#### Task to carry out
Keeping every word the same, return the listing from its first line until the line holding "This maps Option" has been returned as well.
Provided data START
PR #289, opened 2019-01-26
Add key commands for moving per word

kronawetter:
This maps Option + Right Arrow to move forward-word and Option + Left Arrow to move backward-word, like in the default key mapping of the macOS Terminal app.

I decided to create separate methods instead of extending `handleKeyCommand:` as this is not standard behavior of a shell. (similar to the existing Command + K key command for clearing the screen) If it is preferred to extend `handleKeyCommand:`, I am happy to update this PR accordingly.

### DIFF
--- a/app/TerminalView.m
+++ b/app/TerminalView.m
@@ -130,6 +130,14 @@
     return YES; // it's always ok to send a "delete"
 }
 
+- (void)backwardWord:(UIKeyCommand *)command {
+    [self insertText:@"\x1b" @"b"];
+}
+
+- (void)forwardWord:(UIKeyCommand *)command {
+    [self insertText:@"\x1b" @"f"];
+}
+
 - (void)clearScreen:(UIKeyCommand *)command {
     [self.terminal.webView evaluateJavaScript:@"term.clear()" completionHandler:nil];
 }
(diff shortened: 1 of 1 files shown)


kronawetter:
After submitting this PR, I started to realize that there might be some compatibility issues with these hard-coded sequences. I personally only move per words in the bash, where this sequence works just fine.

While I understand that using the Option key as Meta is a feature provided in most terminal applications, I do not like to use this setting as on non-English keyboards the Option key has to be used quite frequently.

Therefore, I tend to implement user-customizable key mappings. Does it currently make sense to do so or do you plan to introduce any changes soon that might require a rework of this functionality?

tbodt:
User-customizable key mappings would be awesome! And even if I was going to replace the terminal emulator tomorrow, the keyboard handling code would probably stay the same, so go right ahead.

kronawetter:
So, I’d like to keep this simple for now and similar to the functionality provided by the stock Terminal app on macOS.

Proposed differences from the Terminal app:
- Single profile only
- Only Cursor keys supported
  - For the first version, I'd like to base this on actions triggered by `UIKeyCommand`s only
    - [Only arrow and escape keys can be used as `UIKeyCommand` input](https://developer.apple.com/documentation/uikit/uikeycommand/input_strings_for_special_keys)
    - Num Pad = / * keys should also [be possible to support in theory](https://developer.apple.com/documentation/uikit/uikeymodifierflags/1621132-numericpad), but I don’t have hardware to test this
  - For a later version, some special key inputs can be derived from other sources
    - [Backward delete would be easy to support](https://developer.apple.com/documentation/uikit/uikeyinput/1614572-deletebackward), for example
- Only "Send text" action supported

Would you be okay with these features?

Screenshots of macOS Terminal app, for reference:
screen shot 2019-01-26 at 23 48 50
screen shot 2019-01-26 at 23 41 54
screen shot 2019-01-26 at 23 41 59

tbodt:
Closing as we now have option->meta mappings, which fulfills the original purpose of this PR.

PR #2129, opened 2023-06-05
Quickfix x86 builds

0x41c:
A small patch for the time being until the build environment gets rewritten. I attempted to have `EXCLUDED_ARCHS` set from the xcconfig, but it just wouldn't take and I'd still get issues when it'd try cross compiling the arm64 build. I've left a comment about that unless there's another way of getting the following line to work:

```xcconfig
EXCLUDED_ARCHS[sdk=macosx*][arch=x86_64] = arm64
```

This is all under the assumption that universal builds just won't make the cut for iSH.


62f:
> 2129 @randomnessExistance No, more like so:

/pull/2129

Robertearl5770:
This 2 file changed was that on the ish shell ?

TichThong (approved):

AimSD23nSiR (commented):
Random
Provided data END
#### Response to this exercise
PR #289, opened 2019-01-26
Add key commands for moving per word

kronawetter:
This maps Option + Right Arrow to move forward-word and Option + Left Arrow to move backward-word, like in the default key mapping of the macOS Terminal app.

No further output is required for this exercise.